A noise brought me up short. It was a soft thump, accompanied by the clink of broken ceramics and the dull ring of scrap iron. Perses cocked his head and looked suspiciously at me. “Keftu…” he began.

“I’d forgotten,” I said. “I left a friend out front. He’s probably just wondering where I am.”

Perses’ face became stony. “There’s no room for a third on our journey,” he said. “The car only holds two.”

“That’s a pity, but expected. I need to go talk to him about it.”

“I’ll come with you, if you don’t mind.”

“As you wish,” I said. “But don’t blame me if you don’t like what you see.”
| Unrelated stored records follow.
Issue #789, opened 2023-08-16
build: cross compilation script duplicates some logic


ee7:
Follow-up from https://github.com/exercism/configlet/pull/460#discussion_r1293937435

PR #792, opened 2023-08-16
.github: separate release creation from uploading assets

### LINKED ISSUE #551: build(publish-release): race between `release view` and `release create`
Follow-up from something I noticed in #550. There's a race condition here:

https://github.com/exercism/configlet/blob/4ddb23ddc59e48345c479ec8d43af05b4894cd42/.github/bin/publish-release#L5-L9

@ee7 wrote:
> Note that we still have another race condition: a separate job can
create a release in the time between `gh release view` indicating
"there is no such release" and `gh release create` running. We should
address that later, but it hasn't caused a problem yet - the Linux job
consistently finishes significantly faster than the others. And if we
encounter such a failure in the meantime, the workaround is simple: just
restart the failing job.

One possible way to resolve this is to ensure that `gh release create` can only run once:
1. Make each job use [`actions/upload-artifact`](https://github.com/actions/upload-artifact) only.
2. Add a dependent job that uses [`actions/download-artifact`](https://github.com/actions/download-artifact), and then runs `gh release create`.

ee7:
Before this commit, the `.github/bin/publish-release` script handled both:
- creating the draft release
- uploading assets to the release

with the intention that the first build job to finish would create the release with one asset, and each later job would upload an asset.

The logic was like:
```shell
if ! gh release view "${build_tag}"; then
  gh release create [...]
else
  gh release upload [...]
fi
```
But this had a race. For example, if two build jobs finished at nearly the same moment, they could each create a draft release. This race was almost never encountered in practice, and was easily resolved by deleting a draft release and restarting a build job, but it's worth resolving.

Add an initial build job to create a draft release that has no assets, and make the later build jobs only upload to that release.

This fixes the race, and makes it easier to share logic between the native build jobs and the cross-compiling build jobs.

Fixes: #551
Refs: #789

---

To-do:

- [x] Test build job
- [x] Follow-up PR: rename build scripts (do separately to ensure that git can track the rename)
- [x] Follow-up PR: make cross-compilation job run in parallel with native build jobs

### DIFF
--- a/.github/workflows/build.yml
+++ b/.github/workflows/build.yml
@@ -7,7 +7,24 @@ on:
   workflow_dispatch:
 
 jobs:
+  create-empty-release:
+    runs-on: ubuntu-22.04
+    permissions:
+      contents: write
+    steps:
+      - name: Checkout code
+        uses: actions/checkout@c85c95e3d7251135ab7dc9ce3241c5835cc595a9
+        with:
+          fetch-depth: 0 # Allows using `git log` to set initial release notes.
+
+      - name: Create empty release
+        shell: bash
+        run: ./.github/bin/publish-release
+        env:
+          GITHUB_TOKEN: ${{ secrets.GITHUB_TOKEN }}
+
   build:
+    needs: [create-empty-release]
     strategy:
       fail-fast: false
       matrix:
@@ -31,8 +48,6 @@ jobs:
     steps:
       - name: Checkout code
         uses: actions/checkout@c85c95e3d7251135ab7dc9ce3241c5835cc595a9
-        with:
-          fetch-depth: 0 # Allows using `git log` to set initial release notes.
 
       - name: On Linux, install musl
         if: matrix.os == 'linux'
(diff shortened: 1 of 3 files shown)


ee7:
I manually triggered this PR's build workflow. It worked, and created [this draft release](https://github.com/exercism/configlet/releases/tag/untagged-8c1e65d0a6d4da66d4ab).

~CI indicates failure due to rate limiting in the macos fetch-configlet job.~ Edit: It worked after some restarts.

.github/workflows/build.yml
```diff
@@ -7,7 +7,24 @@ on:
...
+      contents: write
+    steps:
+      - name: Checkout code
+        uses: actions/checkout@c85c95e3d7251135ab7dc9ce3241c5835cc595a9
+        with:
+          fetch-depth: 0 # Allows using `git log` to set initial release notes.
+
+      - name: Create empty release
+        shell: bash
+        run: ./.github/bin/publish-release
```
ErikSchierboom, line 22: Minor semantic comment: is this publishing a release or creating one?

ErikSchierboom (approved):

.github/workflows/build.yml
ErikSchierboom: Nevermind, just saw: https://github.com/exercism/configlet/pull/794/files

We went out into the quadrangle. A huge bipedal form was outlined against the faint light that filtered through the screen of junk. I approached it with Perses at my heel. “Arges,” I whispered. The cyclops scraped a hole in the trash and peered through. Perses started violently and suppressed a shout.

“Arges,” I said, “I’ve found my way to the east. It won’t be possible for you to come with us. I still fear that there may be trouble soon in the south if I’m not successful. I would have you return as we came. If you have any more of your kind in the area, it would ease my mind if you could gather them. We may need all the help we can get.” We looked silently at one another. “Thank you,” I said. “The descendants of the Phylarch of Arras will be in debt to your descendants until the end of the world as we know it. Farewell.”

Without a noise the giant melted into the shadows. We had a brief glimpse of him scaling the wall like a great white specter, and then he was gone.

“Come,” I said. “I’m going to eat, and then we can bed down for the night.” Perses glowered at me but said nothing.